- Born: Gerhardus Daniel van der Watt 28 December 1962 (age 62) Pretoria, South Africa
- Occupations: Composer, Teacher

= Niel van der Watt =

South African composer (born 1962)

Dr Niel van der Watt (born Gerhardus Daniel van der Watt, on 28 December 1962) is a South African composer. Well known for his choral compositions, he has also established himself as a leading composer of chamber music.

==Education==
Born into a family of teachers in Pretoria, Niel attended high school in Pietersburg (now Polokwane) in South Africa. After matriculating in 1980 he studied at the University of Pretoria, where he attained the BA Ed(Mus), BMus(Hons) cum laude and an MMus in Composition.
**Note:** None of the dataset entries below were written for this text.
PR #1200, opened 2019-08-27
Build improvements

### LINKED ISSUE #1145: automate tagging of build image
Git hashes would be something to investigate. 

There maybe other solutions.

### LINKED ISSUE #1202: build cache misses
We have seen a few instances where build cache was missed on PR builds for external contributors:

- #1158 (https://circleci.com/gh/weaveworks/eksctl/4152)
- #1201 (https://circleci.com/gh/weaveworks/eksctl/4288)

errordeveloper:
### Description

Basic summary:
- streamlined CircleCI configuration
- store dependency cache in the build image
- 2 minute speed-up of CircleCI builds
- Fix #1145
- Fix #1202

See proposal document within for more details.

### Checklist

- [x] Manually tested


Dockerfile
```diff
@@ -1,3 +1,48 @@
-FROM scratch
-CMD eksctl
-COPY --from=weaveworks/eksctl-builder:latest /out /
+# Make sure to bump the version of EKSCTL_DEPENDENCIES_IMAGE if you make any changes
+# to this file
```
errordeveloper: Will need to update this and other files. Now you need to run `make update-build-image`, we might want to add add `make publish-build-image` as well.

Makefile
```diff
@@ -1,14 +1,42 @@
...
+git_commit = $(shell git describe --dirty --always)
+
 git_toplevel := $(shell git rev-parse --show-toplevel)
 version_pkg := github.com/weaveworks/eksctl/pkg/version
 
-# The dependencies version should be bumped every time the build dependencies are updated
-EKSCTL_DEPENDENCIES_IMAGE ?= weaveworks/eksctl-build:deps-0.13
-EKSCTL_BUILDER_IMAGE ?= weaveworks/eksctl-builder:latest
-EKSCTL_IMAGE ?= weaveworks/eksctl:latest
+build_image_input := Dockerfile install-build-deps.sh go.mod go.sum
```
errordeveloper: It maybe a good idea to add `Makefile` here in the future.

Makefile
```diff
@@ -174,34 +202,64 @@ site/content/usage/20-schema.md: $(call godeps,cmd/schema/generate.go)
...
+
+.PHONY: update-build-image-manifest
+update-build-image-manifest: ## Update build image manifest and commits the changes
+	$(update_build_image_manifest)
+	git commit --quiet .build_image_manifest --message 'Update build image manifest'
+	$(info build image name is $(build_image_name))
+
+.PHONY: build-image
+build-image: check-build-image-manifest-up-to-date ## Build the build image that has all of external dependencies
+	-docker pull $(build_image_name)
```
D3nn: I know I'm not on the reviewer's list but looks like an extra `-` here...

Dockerfile
```diff
@@ -1,3 +1,48 @@
...
+RUN ./install-build-deps.sh && \
+    go install github.com/goreleaser/goreleaser && \
+    go build github.com/kubernetes-sigs/aws-iam-authenticator/cmd/aws-iam-authenticator && \
+    rm -rf /root/.cache/go-build /go/pkg/mod
+
+
+
+# Runtime dependencies. Build the root filesystem of the eksctl image at /out
+RUN mkdir -p /out/etc/apk && cp -r /etc/apk/* /out/etc/apk/
+RUN apk add --no-cache --initdb --root /out \
```
D3nn: I realize it's a bit easier to read this way, but installing all the apks in one RUN command would make the image even smaller.

Makefile
errordeveloper: The list of reviewers is just a suggestion :)

You mean `-docker`? That's make syntax for ignoring errors.

Dockerfile
errordeveloper: Yes, however we don't aim to make this small, we actually optimise for layer cache here, but the resulting image gets squashed into a small number of layers.

Makefile
```diff
@@ -174,34 +202,64 @@ site/content/usage/20-schema.md: $(call godeps,cmd/schema/generate.go)
...
 
 .PHONY: eksctl-image
-eksctl-image: eksctl-deps-image## Create the eksctl image
-	time docker run -t --name eksctl-builder -e TEST_TARGET=$(TEST_TARGET) \
-	  -v "$(git_toplevel)":/src -v "$$(go env GOCACHE):/root/.cache/go-build" -v "$$(go env GOPATH)/pkg/mod:/go/pkg/mod" \
-          $(EKSCTL_DEPENDENCIES_IMAGE) /src/eksctl-image-builder.sh || ( docker rm eksctl-builder; exit 1 )
-	time docker commit eksctl-builder $(EKSCTL_BUILDER_IMAGE) && docker rm eksctl-builder
-	docker build --tag $(EKSCTL_IMAGE) .
+eksctl-image: intermediate-image ## Build the eksctl image that has release artefacts and no build dependencies
+	printf 'FROM scratch\nCMD eksctl\nCOPY --from=%s /out /' $(intermediate_image_name) \
```
errordeveloper: @D3nn this is the inline `Dockerfile` for the end image.

errordeveloper:
Looks like remote Docker feature in Circle actually uses Docker on a different machine, seems like regular worker is in AWS and the remote Docker host is on GCP. I'll try caching dependencies inside the image, otherwise will have to revert back to using those Ubuntu 16.04 machines with outdated everything...

errordeveloper:
This works nicely in GitHub Actions now, we will need to see if we can get CircleCI setup upgraded to have more RAM. I'd rather not suggest we switch to GitHub Action in one go and have it in parallel for a little while.

docs/proposal-006-build-improvements.md
```diff
@@ -0,0 +1,55 @@
...
+
+At the start of the project we've picked CircleCI as it appears to be a default choice at Weaveworks.
+
+The original solution involved:
+- running `docker build` to create a build image
+- use build image to run tests produce final image
+
+Publishing build and final images hasn't been automated, but some users requested it.
+
+When we switched [to modules](https://github.com/weaveworks/eksctl/pull/917), we have increased the
```
gemagomez: s/to modules/to go modules ?

docs/proposal-006-build-improvements.md
```diff
@@ -0,0 +1,55 @@
...
+compexity of how build image worked. It's hard for a new person to understand it, e.g. for a new
```
gemagomez: why is it hard, what is required now that was not there before (brief explanation, doesn't need to go into deep details)

docs/proposal-006-build-improvements.md
```diff
@@ -0,0 +1,55 @@
...
+contributor.
+
+We currently build images in CI and run tests as part of that, we should only run tests as a primary
+task.
```
gemagomez: Do you mean that build and running tests should be two separate build steps? Rather than one combined one?

docs/proposal-006-build-improvements.md
```diff
@@ -0,0 +1,55 @@
...
+
+Downside of current setup:
+
+- CircleCI requires delegation of access to GitHub
+  - for releases we use a token
+  - we don't have a way to automate workflows that require pushing to the repo
+- CircleCI cache 
+  - it is not very fast, it turns out pulling image with cached dependencies is as fast
+  - it is very specifig to CircleCI, not portable
+  - we do not have a way to controll it
```
gemagomez: we do not have a way to control what? and how does the new solution address this?

docs/proposal-006-build-improvements.md
```diff
@@ -0,0 +1,55 @@
...
+task.
+
+Downside of current setup:
+
+- CircleCI requires delegation of access to GitHub
+  - for releases we use a token
+  - we don't have a way to automate workflows that require pushing to the repo
+- CircleCI cache 
+  - it is not very fast, it turns out pulling image with cached dependencies is as fast
+  - it is very specifig to CircleCI, not portable
```
gemagomez: what parts are specific to circle ci?

docs/proposal-006-build-improvements.md
```diff
@@ -0,0 +1,55 @@
...
+We currently build images in CI and run tests as part of that, we should only run tests as a primary
+task.
+
+Downside of current setup:
+
+- CircleCI requires delegation of access to GitHub
+  - for releases we use a token
+  - we don't have a way to automate workflows that require pushing to the repo
+- CircleCI cache 
+  - it is not very fast, it turns out pulling image with cached dependencies is as fast
```
gemagomez: what does not being very fast mean? compared to what? I am not sure i understand this sentence as a whole.

docs/proposal-006-build-improvements.md
```diff
@@ -0,0 +1,55 @@
...
+  - it is very specifig to CircleCI, not portable
+  - we do not have a way to controll it
+- the task of building images should not be mixed with the task of running test
```
gemagomez: agreed.

docs/proposal-006-build-improvements.md
```diff
@@ -0,0 +1,55 @@
...
+- images are not being automatically pushed to a registry
+- update of build image is manual
```
gemagomez: how does this change in the new proposed solution?

docs/proposal-006-build-improvements.md
```diff
@@ -0,0 +1,55 @@
...
+
+## Proposed Improvements
```
gemagomez: what alternatives have been considered? Have you looked into travis/circleci/github actions? Are there any other automation services that are worth considering?

I'd like to see how they compare to each other in terms of what we are trying to achieve. I.e. advantages / disadvantages.

docs/proposal-006-build-improvements.md
```diff
@@ -0,0 +1,55 @@
...
+
+This proposal [#1200](https://github.com/weaveworks/eksctl/pull/1200) aims to streamline the following
```
gemagomez: I don't think we can review this without the analysis requested before, unless you want to use it as an experiment only.

docs/proposal-006-build-improvements.md
errordeveloper: Yes, especially as there is overhead associated with building the image and requirement of being able to run any `docker` commands, vs just running a Docker image natively.

docs/proposal-006-build-improvements.md
errordeveloper: this section is about cache, we don't have way to control cache in CircleCI

docs/proposal-006-build-improvements.md
errordeveloper: as above, this is under 'CircleCI cache'

docs/proposal-006-build-improvements.md
errordeveloper: Right now we do this:

- restore cache from previous build
- mount cache as docker volume
- run tests and build new binary

In my experiment it's as fast (or faster) to do the following:

- pull docker image
- run tests and build new binary

So, `docker pull` for a large image that contains all cached objects takes as long (or less time) then using CircleCI cache feature. There are other benefits to this, as we can tell exactly what's being cached and can reproduce it anywhere else.

docs/proposal-006-build-improvements.md
errordeveloper: The version is determined based on git object hashes, but publishing of the image is not yet automated in the PR, that can be done easily later on.

docs/proposal-006-build-improvements.md
errordeveloper: At the moment I'm trying to evolve what we have in CircleCI, and enable GitHub Actions in parallel.

docs/proposal-006-build-improvements.md
errordeveloper: Well, there two main parts:

- streamline what we have in CircleCI (which has never been review previously)
- enable GitHub Actions as an experiment (as it turned out to be easy enough)

docs/proposal-006-build-improvements.md
errordeveloper: It's just complicated. Try reading what we have.

https://github.com/weaveworks/eksctl/blob/950f9bc695234107725234b9e1a9c9d2ee54e51f/.circleci/config.yml#L3-L38

https://github.com/weaveworks/eksctl/blob/950f9bc695234107725234b9e1a9c9d2ee54e51f/Makefile#L188-L204


And what becomes of that section of `.circleci/config.yml` on this branch:

https://github.com/weaveworks/eksctl/blob/2bae42e5bcd8991ed734851144b12e2bd5af68a8/.circleci/config.yml#L3-L16

Which now points you at much easier to understand make target:

https://github.com/weaveworks/eksctl/blob/2bae42e5bcd8991ed734851144b12e2bd5af68a8/Makefile#L68-L73

There is still some complexity in how the build image is put together, but that's in a separate [`Makefile.docker`](https://github.com/weaveworks/eksctl/blob/2bae42e5bcd8991ed734851144b12e2bd5af68a8/Makefile.docker) and you don't have to dig into it just to figure out why your tests may have failed in CI and passed locally.

docs/proposal-006-build-improvements.md
gemagomez: Ok, so what happens to the cache in the new proposed solution?

docs/proposal-006-build-improvements.md
gemagomez: Please, add this explanation to the doc, sounds good.

docs/proposal-006-build-improvements.md
errordeveloper: Also, I have used TravisCI many times in the past, it is largely the same as CricleCI, except that the UI is a little cleaner. There is no significant proposition for a swap. GitHub Action is being proposed as it offered many additional features that go beyond just running builds.

docs/proposal-006-build-improvements.md
errordeveloper: It will be stored inside of the build image.

docs/proposal-006-build-improvements.md
marccarre: Bonus points for:

- mentioning build time before this change,
- mentioning time after this change,
- mentioning this in `docs/proposal-006-build-improvements.md`.

errordeveloper:
I have managed to bypass the need for upgrading CircleCI setup (at least for the time being).

New timings are:

- image pull - 01:17
- make test - 06:11
- total - 07:44

I still need to add `make build` to this, which will add another minute, perhaps.

Current timings on master are between 10 & 11 minutes in total, e.g.:

- retore cache - 02:00
- make image - 04:18
- save cache - 03:20

I think image build on master is faster then `make test`, as some of the dependencies are pre-compiled and test are cached also. Personally, I am not very keen on test being cached, as it can prevent flakes from surfacing.

errordeveloper:
Ok, perhaps, but we haven't made that decision here. We are only adding GHA
as an experiment, in parallel to CircleCI. We can get back to this document
once we have more info to make a decision.

docs/proposal-006-build-improvements.md
errordeveloper: Ok, perhaps, but we haven't made that decision here. We are only adding GHA
as an experiment, in parallel to CircleCI. We can get back to this document
once we have more info to make such decision.

docs/proposal-006-build-improvements.md
gemagomez: Please mention that and resolve this comment.

docs/proposal-006-build-improvements.md
gemagomez: Could you reflect this in the document and resolve this comments? Sounds very good.

docs/proposal-006-build-improvements.md
gemagomez: Can you add it to a "Next steps" section in this document?

docs/proposal-006-build-improvements.md
gemagomez: I think it is worth comparing them so we can (when the time comes) justify the decision we are making of moving to GHA, if it turns out to be the consensus then.

docs/proposal-006-build-improvements.md
gemagomez: So maybe we should move to GHAs for the things that are not automated yet, and then consider, based on that whether it is worth moving the rest? Please, add your previous explanation to the doc, it is useful.

gemagomez:
> Personally, I am not very keen on test being cached, as it can prevent flakes from surfacing.

Agreed. Let's not do that.

gemagomez:
I have a more generic question for the analysis doc. When you separate build from test, how are you going to know that you are testing the right image when it comes to downloading it and testing?

errordeveloper:
> When you separate build from test, how are you going to know that you are testing the right image when it comes to downloading it and testing?

It's configured explicitly in the CircleCI config at the moment, and for any given revision it can be determined based on git tree hashes. You can read `Makefile.docker` to find out how it works, if comments are not clear there - please let me know, I'm not very keen on duplicating the details in another file. In short, we have ` .build_image_manifest` that tracks git tree hashes of each of the files that determine what goes into an image, that file is checked in and we use `git ls-tree --full-tree @ -- .build_image_manifest` to get the git tree hash of that file and use that as image tag.
So, given image tag you can use `git show` to find out what was in `.build_image_manifest`, and use `git show` again for each of the hashes that file returns.

E.g. given `weaveworks/eksctl-build:b0aa27c30e3f533cdc861a471a0f01f624c7f3d5`:
```
$ git show b0aa27c30e3f533cdc861a471a0f01f624c7f3d5
100644 blob 47cb6bf90db7b43772d0a77f4082d8552d0724fc    Dockerfile
100644 blob 5a627d2f0babe888166ab54168f5d11cdaa11f8e    go.mod
100644 blob 68e10db9f70d4e1d0e0159dba3cdb57669be64c0    go.sum
100755 blob 180a7df24779458c0bb748261c6dc4ed78185c86    install-build-deps.sh
$ git show 47cb6bf90db7b43772d0a77f4082d8552d0724fc | head -5
# Make sure to run the following commands after changes to this file are made:
# `make -f Makefile.docker update-build-image-manifest && make -f Makefile.docker push-build-image`

# This digest corresponds to golang:1.12.9-alpine3.10
FROM golang@sha256:e0660b4f1e68e0d408420acb874b396fc6dd25e7c1d03ad36e7d6d1155a4dff6 AS base
$
```

errordeveloper:
cc @stefanprodan

errordeveloper:
@marccarre I've updated the proposal doc, and rebased this - could you please take another look?

docs/proposal-006-build-improvements.md
errordeveloper: Perhaps, let's see how well it works for us :)

docs/proposal-006-build-improvements.md
errordeveloper: There is such section at the bottom already.

docs/proposal-006-build-improvements.md
errordeveloper: I'd rather avoid this for now, the document was meant to be lightweight.

.github/workflows/commit.yaml
```diff
@@ -0,0 +1,34 @@
+name: Commit Workflow
+on: [push]
+
+jobs:
+  build:
+    name: Test & Build
+    runs-on: ubuntu-18.04
+    steps:
+      - uses: actions/checkout@v1
+      - uses: docker://weaveworks/eksctl-build:19ff80e010d2fdb7be3c44fc6491e13395a682ad
```
marccarre: Nit: do you know if there is a way to factorise `docker://weaveworks/eksctl-build:19ff80e010d2fdb7be3c44fc6491e13395a682ad`?

.circleci/config.yml
```diff
@@ -1,122 +1,77 @@
...
-  make-eksctl-image:
-    # use machine build, as otherwise we cannot use make and have to duplicate makefile
+  test-and-build:
     machine:
       image: ubuntu-1604:201903-01
     environment:
-        GO_VERSION: 1.12.6
-        GOCACHE: /home/circleci/.cache/go-build/
-        GOPATH: /home/circleci/go
+      BUILD_IMAGE: weaveworks/eksctl-build:19ff80e010d2fdb7be3c44fc6491e13395a682ad
```
marccarre: Nit: do you know if there is a way to factorise `BUILD_IMAGE: weaveworks/eksctl-build:19ff80e010d2fdb7be3c44fc6491e13395a682ad` in order to have it defined at a higher-level in the YAML file?

marccarre:
This looks reasonable to me. The only way is forward. And we can always refine later.

.github/workflows/commit.yaml
errordeveloper: Not sure. For now `make -f Makefile.docker update-build-image-manifest` handles updating this.

errordeveloper: Some of the fields in github configs accept shell syntax (like `foo-$(echo 123)`), but that didn't work here.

In 1997 he completed his Doctorate in Musicology at the University of South Africa with a doctoral dissertation on the life and works of the British composer Gerald Finzi.

==Career==
After his military service in the old South African Defence Force, he joined the staff of Pretoria Boys High School, a prominent South African public school, where he was head of the Music Department and was, until recently, conductor of both the orchestra and Dixie Band. While he is a full-time teacher, he dedicates much of his time to composition. Van der Watt has also arranged a significant amount of traditional African music for choir as well as setting leading Afrikaans poetry to music, including the works of Antjie Krog and N.P. van Wyk Louw.

==Influences==

While van der Watt's early works show the influence of late romanticists like Rachmaninoff and Fauré, his mastery of harmony and counterpoint reveals a deep understanding of and reverence for the great master Johann Sebastian Bach. This, offset by a keen appreciation for jazz, rock and traditional African music, has made his oeuvre especially distinctive. A key work illustrating this is the De-Commercialised American Christ's Mass (1995), which employs variations on popular Christmas carols to form a witty yet reverent incarnation of the Roman Catholic Low Mass.

==Trivia==

- Van der Watt originally joined the staff of Pretoria Boys High School as an English teacher.
- Although he is a Protestant, he has composed a large amount of Roman Catholic liturgical music, including two Masses and a Requiem.
- He is an avid fan of the Beatles, Billy Joel and ABBA as far as popular music is concerned and is known for his dislike of Beethoven.
- In 2008 he wanted to prove to Pretoria Boys High School's Symphony orchestra that he did not dislike Beethoven at all and arranged Beethoven's 2nd movement of the Pathethique Sonata for the orchestra.
- His works have been performed in places as far flung as Russia, Réunion and Hong Kong.
- He considers himself to be a poly-stylist.
- Over the course of his career at Pretoria Boys High School, he has taught 498 Grade 12 music students.

==Select List of Works==
Secular Choral Works

Ai, meisie, meisie; SAB

Alleen; girls chorus

As good as new; orchestra; SATB

Religious Choral Works

A De-commercialised American Christ’s Mass (1995)

i) Kyrie: Amazing Grace

ii) Gloria: Do you hear what I hear?

iii) Sanctus: White Christmas.

iv) Benedictus: Santa Claus is Coming To Town

v) Agnus Dei: Little Altar Boy

Traditional Choral Works

African Dawn (1997)

i) Boroko; girls chorus

ii) Ka Mehla; girls chorus

iii) Thobela morena; girls chorus

Works for Soloists (Vocal)

Benediction; voice and piano (1989)

Bitterbessie dagbreek; voice and piano

Die son sal weer skyn; voice and piano

Dinah Lee (1999); voice, piano, alto saxophone and double bass

Dis my plek (1985); voice and piano

Drup drup druppeltjies (1980); voice and piano;

Dust of snow (1997); voice and piano

Fides veritas labor (1990); voice and piano

Instrumental Works

Trio pour mam’selle leger e’stier; orchestra, flute, clarinet, piano

African Dawn (1997); orchestra

African Reflection (1994); orchestra

Afrika kerslied (1996); alto saxophone and piano

Aquarelle (1984); piano

Boabab (1988); orchestra

Con'Scertino (1992/1994); viola and piano

In June 1995 African songbook for mixed choir was published. It was written in co-operation with the composer Johann van der Sandt.